Noriko dan Elva saling padang, bingung. Elva menggelengkan kepala, tsk, tsk remaja dan obsesinya—seakan dia sudah tua—ia tertawa dalam hati.

“Hei,” Noriko menyikutnya pelan saat Elva sibuk meletakkan peralatan lukis di meja, cewek itu sedang memperhatikan satu per satu kuas di tangannya, menimbang mana yang akan ia gunakan terlebih dulu.

“Apa?” tanya Elva tanpa mengalihkan perhatiannya dari kuas-kuas di tangannya, lalu memisahkan mereka berdasarkan kelembutan bulunya. 

“Apa kau pikir kita tidak terlalu cuek?” Noriko duduk di meja di seberang Elva.

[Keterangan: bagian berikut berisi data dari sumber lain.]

PR #201, opened 2026-06-05
release/1.10.0

tmseidel:


max-california (commented):
## 🤖 Agentic Code Review

## Summary

Looks mostly good: the `runOnPrCreation` flag is wired through all four webhook handlers and covered by focused tests, and the migration/entity/UI pieces are present.

I found one likely behavioral regression in PR-comment handling, plus one maintainability gap around persistence/query coverage for the new bot field.

## Findings

### High

- **PR-comment authorization semantics have been broadened beyond the documented whitelist feature**
  - **Files:** `src/main/java/org/remus/giteabot/admin/BotWebhookService.java:191-233`, `src/main/java/org/remus/giteabot/admin/BotWebhookService.java:505-527`
  - Previously, non-agent PR comments were restricted to the PR author. This change removes that check entirely for the code-review path and now allows:
    - anyone, when `userWhitelist` is blank
    - PR author or any whitelisted user, when `userWhitelist` is set
  - That is a significant product behavior change, not just a whitelist refinement. It means on unwhitelisted bots, **any repo user who mentions the bot on any PR can now trigger slash commands / review fallback**, which increases token-spend exposure and changes the trust model.
  - The new docs in `doc/USER_GUIDE.md` describe slash-command routing, but the changelog entry for the whitelist says AI-spending interactions are restricted by whitelist; it does not call out that PR comments were also opened up for non-authors when no whitelist exists.
  - If this is intentional, I’d strongly suggest:
    1. documenting it explicitly as a breaking/behavioral change, and
    2. adding tests that prove this is desired across providers, not just unit tests on `BotWebhookService`.
  - If it is **not** intentional, restore the old PR-author gate for non-agent PR comments and apply the whitelist only as an additional restriction.

### Medium

- **New persisted field is only added to the entity/UI/handlers; repository/query coverage should be verified**
  - **Files:** `src/main/java/org/remus/giteabot/admin/Bot.java:80-81`, `src/main/java/org/remus/giteabot/admin/BotController.java`, bot repository code not touched in this PR
  - `runOnPrCreation` is added to the entity and form, which is fine for normal JPA-managed loads/saves. But this project uses custom repository methods like `findAllWithIntegrations()` / `findByIdWithIntegrations()` in `BotService`.
  - I didn’t see repository code in the diff. If any of those methods use projections/constructor expressions/native SQL instead of full entity loading, this field may silently fail to round-trip in the UI or webhook runtime.
  - Suggestion: verify the `BotRepository` methods are full entity fetches and add a persistence/controller test covering save → reload of `runOnPrCreation`.

### Low

- **Documentation overstates provider symmetry for “create/open” events**
  - **Files:** `doc/PR_WORKFLOWS.md`
  - The doc says “create/open event across all four Git providers,” but the actual event mapping differs:
    - GitHub/Gitea use `opened`
    - GitLab uses `open`
    - Bitbucket handles both `pullrequest:created` and `pullrequest:open`
  - The implementation is correct, but the wording is a bit too uniform and may confuse operators debugging webhook behavior.
  - Suggestion: tweak the wording to say “provider-specific PR/MR open/create events” rather than implying identical semantics.

## Overall

The `runOnPrCreation` feature itself looks correctly implemented and well tested. The main concern is the PR-comment access-control change in `BotWebhookService`, which appears broader than the release notes imply and may be an unintended regression.

---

“Tentang?” Elva bertanya balik. Kini ia meletakkan kuas-kuas tersebut berjejer di depannya, nanti baru akan diputuskan akan dipakai dan dibawa pulang.

“Semua hal,” 

Elva mendongak, memandang sahabatnya dengan pertanyaan tergambar jelas di wajahnya. Noriko melompat turun dari meja yang ia duduki dan mengangkat telunjuknya, menjelaskan dengan membuat lingkaran virtual;

“Semuanya,” Noriko mengulang pernyataannya.

Elva mengangkat bahu.

“Kau tahu aku enggak peduli dengan semua itu, asal aku bisa masuk kejuaraan lukis atau piano tahun ini, itu sudah lebih dari cukup. Enggak ada yang membuatku lebih tertarik daripada melukis atau bermain musik,” Elva berhenti bicara sejenak dan membuka kabinet di belakangnya, mengambil sebuah kanvas baru lalu menambahkan. “Let alone, bergosip enggak jelas tentang cowok,” Elva menunjuk teman-teman sekelasnya dengan mengangkat dagu.

“Kurasa, semakin lama aku berteman denganmu, aku juga semakin aneh,” Noriko tergelak, ia pun membuka kabinetnya sendiri untuk mengambil kanvas yang sudah di sket kemarin.

Segera, keduanya tenggelam di dunianya masing-masing tanpa peduli dengan ocehan teman-teman sekelasnya yang lain. Samar-samar, Elva mendengar ketua kelas mengumumkan jika Mrs. Lee hari ini absen dan tidak ada guru pengganti. Alhasil kelas yang sudah ramai berubah menjadi huru-hara—kecuali untuk Elva dan Noriko. 

Entah berapa lama keduanya melukis, yang jelas tanpa disadari Noriko menguap dan meregangkan kedua tangannya ketika otaknya kehabisan ide. Punggungnya pun terasa kaku. Waktunya istirahat, ia pun memberesi peralatannya.